PR #337, opened 2026-08-04
Align in-page navigation link colour state and add visited-state VRT coverage

muntalee:
## Summary
This PR fixes the in-page navigation link colour behaviour and with that updated the VRT coverage for visited-link states. It updates the component styling for link states, adds explicit visited-state VRT cases for both in-page navigation components, and refreshes the related snapshot baselines.

## Changes
- Updated in-page navigation item link styling to align expected link colour behaviour.
- Added a new visited-state visual regression test case to the in-page navigation suite.
- Added a new visited-state visual regression test case to the in-page navigation item suite.
- Regenerated in-page navigation and in-page navigation item VRT snapshots after test updates.


erincarrieresontario (approved):
LGTM!

smorrisods (commented):
LGTM 🚀

smorrisods (approved):

PR #338, opened 2026-08-06
DS-2191: consistent assignment and display of checkbox-bg between shadow and real DOMs

andrewpeart:
### Summary
Fix for consistent `--checkbox-bg` variable assignment and display between real DOM and shadow DOM integrations.

::root is leveraged in the real DOM while ::host is used in the shadow DOM. They are mutually exclusive resulting in no collision.

### Why is this needed?
When applying the complete styles package plain HTML elements, :host targets are not in scope of the real DOM. Adding :root as an alternative selector allows for global assignment of variables, exclusively within context, while :host is ignored. And, vice-versa within the scope of a shadow DOM - :host is applied while :root is ignored.

### Tests
**Unit**
image

**E2E**
image

**Visual Verification**
Web component scope (:host)
| Before (:host only) | After (:root, :host) | Angular (:root, :host) | React (:root, :host) |
|--------|--------|--------|--------|
| image | image | image | 
image |


smorrisods:
Hey @andrewpeart, your branch is out of date with `develop` and won't be mergable until the new CI jobs are merged in.

smorrisods (approved):
LGTM 🚀

erincarrieresontario (approved):
👍

PR #342, opened 2026-08-07
Make semantic-release github success step non-fatal (hotfix)

smorrisods:
## Summary

Follow-up to #323, which fixed the `Publish Packages` crash from a bogus issue reference (Renovate's `&#8203;` escape misread as `#8203` by the commit parser) by wrapping specific GraphQL/REST calls in `success.js` in try/catch.

That fix worked, but its own commit body described the bug using a close-style keyword directly in front of that same bogus number - which the strict `issue-parser` in `success.js` reads as a real close-directive. So the exact same crash recurred on the next release ([9.1.0-alpha.1](https://github.com/ongov/ontario-design-system/actions/runs/31193231134/job/92918622714)), caused by the fix's own description rather than a new bug.

As before, npm publish and the GitHub release had **already succeeded** - only the post-release PR/issue commenting-and-labelling step failed, which skipped docs sync for that release.

## Fix

Two changes:

1. **Outer safety net.** Instead of guarding more individual call sites, wrap the whole `success()` step: renamed it to `successImpl` and added a `success` entry point that runs it and logs (doesn't rethrow) anything that escapes. This step is pure best-effort notification after the release is already live - it shouldn't be able to fail CI.
2. **Partial-batch recovery.** The existing per-batch GraphQL guards (up to 100 commits/issues per query) discarded the *whole batch* on a single bad alias, silently skipping every other legitimate PR/issue in it too. GitHub's GraphQL API actually returns partial data alongside the error (only the failing alias is nulled), so a new `graphqlWithPartialFallback` helper recovers that partial data instead of losing the whole batch - only the one bad reference is skipped now.

## Notes on the diff

Regenerated properly via `pnpm patch`/`pnpm patch-commit` rather than hand-editing the `.patch` file. The patch hash in `pnpm-lock.yaml` is a plain sha256 of the patch file, so I applied just that 3-line change instead of committing an unrelated full lockfile reformat; verified with `pnpm install --frozen-lockfile` ("lockfile is up to date, resolution step is skipped").

## Test plan

- `node --check` on the patched file.
- `pnpm install --frozen-lockfile` - clean, no drift.
- Confirmed against the real GitHub GraphQL API that a batch with one bad alias (`#8203`) still returns valid sibling data (`error.data`) for the rest.
- Reproduced both scenarios against a mocked Octokit: (1) a single-alias failure now still comments/labels the other real issues/PRs in the same batch, and (2) a genuine total failure (no partial data) is still caught by the outer wrapper instead of crashing.

## Not in this PR

Manually recreating the missed success-step comments/labels for the already-shipped `9.1.0-alpha.1` release - being handled separately. The Docusaurus docs sync for that release is done in ongov/design-system-developer-documentation-site#27.

### DIFF
--- a/patches/@semantic-release__github@12.0.9.patch
+++ b/patches/@semantic-release__github@12.0.9.patch
@@ -1,8 +1,17 @@
 diff --git a/lib/success.js b/lib/success.js
-index 48246f29a2162ce0abc0d044112de94bab39becb..e106ddf9ba078c9f75ef06ef1c358183654af40f 100644
+index 48246f29a2162ce0abc0d044112de94bab39becb..72edb4d289d19b482a6759ce04e2c02475e3afdd 100644
 --- a/lib/success.js
 +++ b/lib/success.js
-@@ -78,10 +78,20 @@ export default async function success(pluginConfig, context, { Octokit }) {
+@@ -14,7 +14,7 @@ import getReleaseLinks from "./get-release-links.js";
+ 
+ const debug = debugFactory("semantic-release:github");
+ 
+-export default async function success(pluginConfig, context, { Octokit }) {
++async function successImpl(pluginConfig, context, { Octokit }) {
+   const {
+     options: { repositoryUrl },
+     commits,
+@@ -78,13 +78,25 @@ export default async function success(pluginConfig, context, { Octokit }) {
      // Get associatedPRs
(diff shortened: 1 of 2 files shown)


muntalee (approved):
LGTM 🐐

erincarrieresontario (approved):
👍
◇ ◇ ◇
● **Exercise details**:
Look over the listing above and copy each line that contains "comments".

● **Your response**:
- Reproduced both scenarios against a mocked Octokit: (1) a single-alias failure now still comments/labels the other real issues/PRs in the same batch, and (2) a genuine total failure (no partial data) is still caught by the outer wrapper instead of crashing.
Manually recreating the missed success-step comments/labels for the already-shipped `9.1.0-alpha.1` release - being handled separately. The Docusaurus docs sync for that release is done in ongov/design-system-developer-documentation-site#27.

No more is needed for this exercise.